**Work required**
The full set of entries below should be transcribed exactly.

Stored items
+ + +
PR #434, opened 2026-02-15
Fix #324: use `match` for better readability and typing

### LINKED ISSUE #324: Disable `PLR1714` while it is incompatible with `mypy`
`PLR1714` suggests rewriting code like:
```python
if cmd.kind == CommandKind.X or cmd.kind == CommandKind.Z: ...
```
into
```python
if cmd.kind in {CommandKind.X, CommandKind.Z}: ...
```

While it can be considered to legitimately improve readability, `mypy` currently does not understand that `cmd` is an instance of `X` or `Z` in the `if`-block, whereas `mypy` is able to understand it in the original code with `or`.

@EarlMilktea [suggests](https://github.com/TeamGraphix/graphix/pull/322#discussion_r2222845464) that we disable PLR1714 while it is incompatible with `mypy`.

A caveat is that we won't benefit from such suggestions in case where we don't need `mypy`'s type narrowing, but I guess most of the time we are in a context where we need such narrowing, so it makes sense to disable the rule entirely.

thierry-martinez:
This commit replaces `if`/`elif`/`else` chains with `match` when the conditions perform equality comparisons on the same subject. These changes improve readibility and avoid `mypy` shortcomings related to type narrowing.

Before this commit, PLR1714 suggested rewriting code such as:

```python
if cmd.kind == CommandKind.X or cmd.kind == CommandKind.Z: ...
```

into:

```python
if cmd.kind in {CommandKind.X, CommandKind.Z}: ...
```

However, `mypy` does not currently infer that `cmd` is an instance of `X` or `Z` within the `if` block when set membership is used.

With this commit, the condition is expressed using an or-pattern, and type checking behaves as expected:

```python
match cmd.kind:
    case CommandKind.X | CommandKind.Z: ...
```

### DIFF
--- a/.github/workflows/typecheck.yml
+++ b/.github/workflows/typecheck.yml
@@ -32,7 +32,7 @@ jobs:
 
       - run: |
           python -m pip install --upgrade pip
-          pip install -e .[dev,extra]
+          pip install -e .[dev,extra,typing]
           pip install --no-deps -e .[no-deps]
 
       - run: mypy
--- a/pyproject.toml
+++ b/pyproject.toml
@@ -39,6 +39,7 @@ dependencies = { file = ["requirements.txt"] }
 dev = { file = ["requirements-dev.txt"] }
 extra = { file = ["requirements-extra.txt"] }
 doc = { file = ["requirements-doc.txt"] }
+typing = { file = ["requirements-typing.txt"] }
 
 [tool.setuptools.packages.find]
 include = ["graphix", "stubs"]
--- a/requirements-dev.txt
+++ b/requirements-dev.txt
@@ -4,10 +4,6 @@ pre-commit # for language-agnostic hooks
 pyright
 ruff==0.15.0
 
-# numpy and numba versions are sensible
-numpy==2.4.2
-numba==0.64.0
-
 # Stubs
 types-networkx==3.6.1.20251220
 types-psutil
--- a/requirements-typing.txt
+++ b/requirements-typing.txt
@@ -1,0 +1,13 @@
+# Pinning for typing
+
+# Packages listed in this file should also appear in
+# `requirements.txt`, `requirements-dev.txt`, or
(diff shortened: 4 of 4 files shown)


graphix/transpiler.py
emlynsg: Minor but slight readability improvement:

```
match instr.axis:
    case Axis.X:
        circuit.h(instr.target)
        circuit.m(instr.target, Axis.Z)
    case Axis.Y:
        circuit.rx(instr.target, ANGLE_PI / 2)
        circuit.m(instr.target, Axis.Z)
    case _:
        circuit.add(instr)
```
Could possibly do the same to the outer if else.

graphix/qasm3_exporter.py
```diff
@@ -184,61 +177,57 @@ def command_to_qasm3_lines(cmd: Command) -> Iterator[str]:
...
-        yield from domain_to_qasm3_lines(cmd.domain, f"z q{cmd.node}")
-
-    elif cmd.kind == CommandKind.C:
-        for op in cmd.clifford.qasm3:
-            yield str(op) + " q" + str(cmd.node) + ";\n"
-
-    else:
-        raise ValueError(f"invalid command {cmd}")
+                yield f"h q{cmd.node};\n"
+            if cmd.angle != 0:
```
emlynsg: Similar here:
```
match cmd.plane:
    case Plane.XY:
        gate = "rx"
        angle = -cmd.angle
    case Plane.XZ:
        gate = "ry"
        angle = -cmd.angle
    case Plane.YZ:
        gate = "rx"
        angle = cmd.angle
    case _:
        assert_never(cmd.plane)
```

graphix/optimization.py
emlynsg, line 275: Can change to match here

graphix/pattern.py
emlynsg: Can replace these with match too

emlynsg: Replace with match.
+ + +
**Answer section**
PR #434, opened 2026-02-15
Fix #324: use `match` for better readability and typing

### LINKED ISSUE #324: Disable `PLR1714` while it is incompatible with `mypy`
`PLR1714` suggests rewriting code like:
```python
if cmd.kind == CommandKind.X or cmd.kind == CommandKind.Z: ...
```
into
```python
if cmd.kind in {CommandKind.X, CommandKind.Z}: ...
```

While it can be considered to legitimately improve readability, `mypy` currently does not understand that `cmd` is an instance of `X` or `Z` in the `if`-block, whereas `mypy` is able to understand it in the original code with `or`.

@EarlMilktea [suggests](https://github.com/TeamGraphix/graphix/pull/322#discussion_r2222845464) that we disable PLR1714 while it is incompatible with `mypy`.

A caveat is that we won't benefit from such suggestions in case where we don't need `mypy`'s type narrowing, but I guess most of the time we are in a context where we need such narrowing, so it makes sense to disable the rule entirely.

thierry-martinez:
This commit replaces `if`/`elif`/`else` chains with `match` when the conditions perform equality comparisons on the same subject. These changes improve readibility and avoid `mypy` shortcomings related to type narrowing.

Before this commit, PLR1714 suggested rewriting code such as:

```python
if cmd.kind == CommandKind.X or cmd.kind == CommandKind.Z: ...
```

into:

```python
if cmd.kind in {CommandKind.X, CommandKind.Z}: ...
```

However, `mypy` does not currently infer that `cmd` is an instance of `X` or `Z` within the `if` block when set membership is used.

With this commit, the condition is expressed using an or-pattern, and type checking behaves as expected:

```python
match cmd.kind:
    case CommandKind.X | CommandKind.Z: ...
```

### DIFF
--- a/.github/workflows/typecheck.yml
+++ b/.github/workflows/typecheck.yml
@@ -32,7 +32,7 @@ jobs:
 
       - run: |
           python -m pip install --upgrade pip
-          pip install -e .[dev,extra]
+          pip install -e .[dev,extra,typing]
           pip install --no-deps -e .[no-deps]
 
       - run: mypy
--- a/pyproject.toml
+++ b/pyproject.toml
@@ -39,6 +39,7 @@ dependencies = { file = ["requirements.txt"] }
 dev = { file = ["requirements-dev.txt"] }
 extra = { file = ["requirements-extra.txt"] }
 doc = { file = ["requirements-doc.txt"] }
+typing = { file = ["requirements-typing.txt"] }
 
 [tool.setuptools.packages.find]
 include = ["graphix", "stubs"]
--- a/requirements-dev.txt
+++ b/requirements-dev.txt
@@ -4,10 +4,6 @@ pre-commit # for language-agnostic hooks
 pyright
 ruff==0.15.0
 
-# numpy and numba versions are sensible
-numpy==2.4.2
-numba==0.64.0
-
 # Stubs
 types-networkx==3.6.1.20251220
 types-psutil
--- a/requirements-typing.txt
+++ b/requirements-typing.txt
@@ -1,0 +1,13 @@
+# Pinning for typing
+
+# Packages listed in this file should also appear in
+# `requirements.txt`, `requirements-dev.txt`, or
(diff shortened: 4 of 4 files shown)


graphix/transpiler.py
emlynsg: Minor but slight readability improvement:

```
match instr.axis:
    case Axis.X:
        circuit.h(instr.target)
        circuit.m(instr.target, Axis.Z)
    case Axis.Y:
        circuit.rx(instr.target, ANGLE_PI / 2)
        circuit.m(instr.target, Axis.Z)
    case _:
        circuit.add(instr)
```
Could possibly do the same to the outer if else.

graphix/qasm3_exporter.py
```diff
@@ -184,61 +177,57 @@ def command_to_qasm3_lines(cmd: Command) -> Iterator[str]:
...
-        yield from domain_to_qasm3_lines(cmd.domain, f"z q{cmd.node}")
-
-    elif cmd.kind == CommandKind.C:
-        for op in cmd.clifford.qasm3:
-            yield str(op) + " q" + str(cmd.node) + ";\n"
-
-    else:
-        raise ValueError(f"invalid command {cmd}")
+                yield f"h q{cmd.node};\n"
+            if cmd.angle != 0:
```
emlynsg: Similar here:
```
match cmd.plane:
    case Plane.XY:
        gate = "rx"
        angle = -cmd.angle
    case Plane.XZ:
        gate = "ry"
        angle = -cmd.angle
    case Plane.YZ:
        gate = "rx"
        angle = cmd.angle
    case _:
        assert_never(cmd.plane)
```

graphix/optimization.py
emlynsg, line 275: Can change to match here

graphix/pattern.py
emlynsg: Can replace these with match too

emlynsg: Replace with match.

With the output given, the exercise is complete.